**Instructions to follow**
Scan the records for "returning". Report each line that includes it.

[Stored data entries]
========

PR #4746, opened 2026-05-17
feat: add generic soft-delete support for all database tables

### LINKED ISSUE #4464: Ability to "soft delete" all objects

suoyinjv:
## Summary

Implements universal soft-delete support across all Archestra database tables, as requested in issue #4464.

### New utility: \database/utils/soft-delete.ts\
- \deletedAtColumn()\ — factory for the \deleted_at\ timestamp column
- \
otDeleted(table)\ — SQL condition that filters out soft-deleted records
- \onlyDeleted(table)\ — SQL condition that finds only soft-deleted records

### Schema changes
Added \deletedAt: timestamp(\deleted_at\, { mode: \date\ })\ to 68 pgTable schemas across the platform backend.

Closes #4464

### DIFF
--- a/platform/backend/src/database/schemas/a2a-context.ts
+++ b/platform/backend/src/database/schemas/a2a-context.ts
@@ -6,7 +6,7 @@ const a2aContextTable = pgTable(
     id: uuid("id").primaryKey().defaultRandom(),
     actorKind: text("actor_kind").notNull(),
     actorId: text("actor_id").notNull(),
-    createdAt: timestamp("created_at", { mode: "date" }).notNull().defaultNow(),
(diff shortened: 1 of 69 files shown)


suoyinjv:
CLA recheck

========

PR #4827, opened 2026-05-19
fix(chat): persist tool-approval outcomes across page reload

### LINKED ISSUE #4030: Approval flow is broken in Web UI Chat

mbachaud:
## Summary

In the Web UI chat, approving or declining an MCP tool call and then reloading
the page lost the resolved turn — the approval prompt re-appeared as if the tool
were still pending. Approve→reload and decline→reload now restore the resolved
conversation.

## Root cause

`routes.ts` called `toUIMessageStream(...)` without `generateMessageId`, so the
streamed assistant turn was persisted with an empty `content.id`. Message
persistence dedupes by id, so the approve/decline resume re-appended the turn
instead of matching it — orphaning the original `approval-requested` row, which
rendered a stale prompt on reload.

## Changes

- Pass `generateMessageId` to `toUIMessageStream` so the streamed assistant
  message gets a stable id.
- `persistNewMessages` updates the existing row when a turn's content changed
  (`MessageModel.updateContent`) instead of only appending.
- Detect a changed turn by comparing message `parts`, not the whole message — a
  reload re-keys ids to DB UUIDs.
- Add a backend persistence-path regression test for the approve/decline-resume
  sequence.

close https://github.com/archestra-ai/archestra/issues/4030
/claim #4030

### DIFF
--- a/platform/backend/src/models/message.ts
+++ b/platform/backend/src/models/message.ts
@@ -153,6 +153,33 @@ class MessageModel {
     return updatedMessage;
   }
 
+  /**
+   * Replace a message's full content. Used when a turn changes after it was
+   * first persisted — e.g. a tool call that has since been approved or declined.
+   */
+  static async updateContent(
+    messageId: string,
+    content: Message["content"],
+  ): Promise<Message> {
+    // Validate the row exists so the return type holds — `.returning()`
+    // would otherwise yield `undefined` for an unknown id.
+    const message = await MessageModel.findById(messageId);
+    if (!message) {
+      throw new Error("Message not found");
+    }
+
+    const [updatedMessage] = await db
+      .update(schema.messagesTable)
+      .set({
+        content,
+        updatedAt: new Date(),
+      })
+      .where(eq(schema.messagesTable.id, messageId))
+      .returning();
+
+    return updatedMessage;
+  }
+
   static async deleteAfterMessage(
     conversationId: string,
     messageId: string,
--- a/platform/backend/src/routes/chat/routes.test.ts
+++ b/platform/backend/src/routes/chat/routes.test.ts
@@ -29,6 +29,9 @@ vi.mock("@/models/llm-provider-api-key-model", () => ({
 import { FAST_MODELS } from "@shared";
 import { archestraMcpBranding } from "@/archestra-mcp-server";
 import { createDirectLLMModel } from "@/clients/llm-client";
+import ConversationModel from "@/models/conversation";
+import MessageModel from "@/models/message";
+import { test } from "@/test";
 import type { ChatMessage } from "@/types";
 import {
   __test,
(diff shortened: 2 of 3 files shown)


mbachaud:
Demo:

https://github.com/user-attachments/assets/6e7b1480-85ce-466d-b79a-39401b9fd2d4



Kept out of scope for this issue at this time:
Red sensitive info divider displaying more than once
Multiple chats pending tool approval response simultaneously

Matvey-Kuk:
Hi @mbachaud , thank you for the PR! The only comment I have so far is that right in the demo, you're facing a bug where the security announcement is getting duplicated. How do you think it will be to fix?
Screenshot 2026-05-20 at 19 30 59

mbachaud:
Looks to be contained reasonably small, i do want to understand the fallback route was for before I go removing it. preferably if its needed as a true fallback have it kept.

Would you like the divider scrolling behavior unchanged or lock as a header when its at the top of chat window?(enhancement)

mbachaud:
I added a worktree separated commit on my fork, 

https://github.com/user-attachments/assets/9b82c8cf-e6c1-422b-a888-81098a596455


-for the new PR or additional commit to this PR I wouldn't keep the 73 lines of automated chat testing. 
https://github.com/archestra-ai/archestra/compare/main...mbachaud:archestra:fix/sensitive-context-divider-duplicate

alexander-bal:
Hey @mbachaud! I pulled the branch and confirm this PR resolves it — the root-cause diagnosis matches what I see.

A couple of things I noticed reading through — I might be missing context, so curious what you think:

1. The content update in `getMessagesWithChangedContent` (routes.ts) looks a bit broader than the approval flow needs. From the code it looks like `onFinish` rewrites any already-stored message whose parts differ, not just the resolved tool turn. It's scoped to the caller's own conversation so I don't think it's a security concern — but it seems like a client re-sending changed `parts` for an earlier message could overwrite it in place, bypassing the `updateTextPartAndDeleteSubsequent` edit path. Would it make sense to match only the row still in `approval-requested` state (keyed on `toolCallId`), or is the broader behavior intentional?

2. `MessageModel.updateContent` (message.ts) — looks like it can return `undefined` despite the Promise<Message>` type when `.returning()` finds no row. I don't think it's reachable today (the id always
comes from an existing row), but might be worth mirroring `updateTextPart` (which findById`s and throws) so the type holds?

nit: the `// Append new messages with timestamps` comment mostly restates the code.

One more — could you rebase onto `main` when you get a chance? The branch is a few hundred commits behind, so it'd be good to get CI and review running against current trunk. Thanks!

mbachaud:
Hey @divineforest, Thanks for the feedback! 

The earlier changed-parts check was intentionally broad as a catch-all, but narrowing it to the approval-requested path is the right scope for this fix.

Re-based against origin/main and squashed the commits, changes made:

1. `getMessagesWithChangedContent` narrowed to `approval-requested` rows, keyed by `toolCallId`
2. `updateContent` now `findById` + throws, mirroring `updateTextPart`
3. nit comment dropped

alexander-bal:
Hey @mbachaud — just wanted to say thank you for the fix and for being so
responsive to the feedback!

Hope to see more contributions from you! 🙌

========

**Answer area**
+    // Validate the row exists so the return type holds — `.returning()`
+      .returning();
2. `MessageModel.updateContent` (message.ts) — looks like it can return `undefined` despite the Promise<Message>` type when `.returning()` finds no row. I don't think it's reachable today (the id always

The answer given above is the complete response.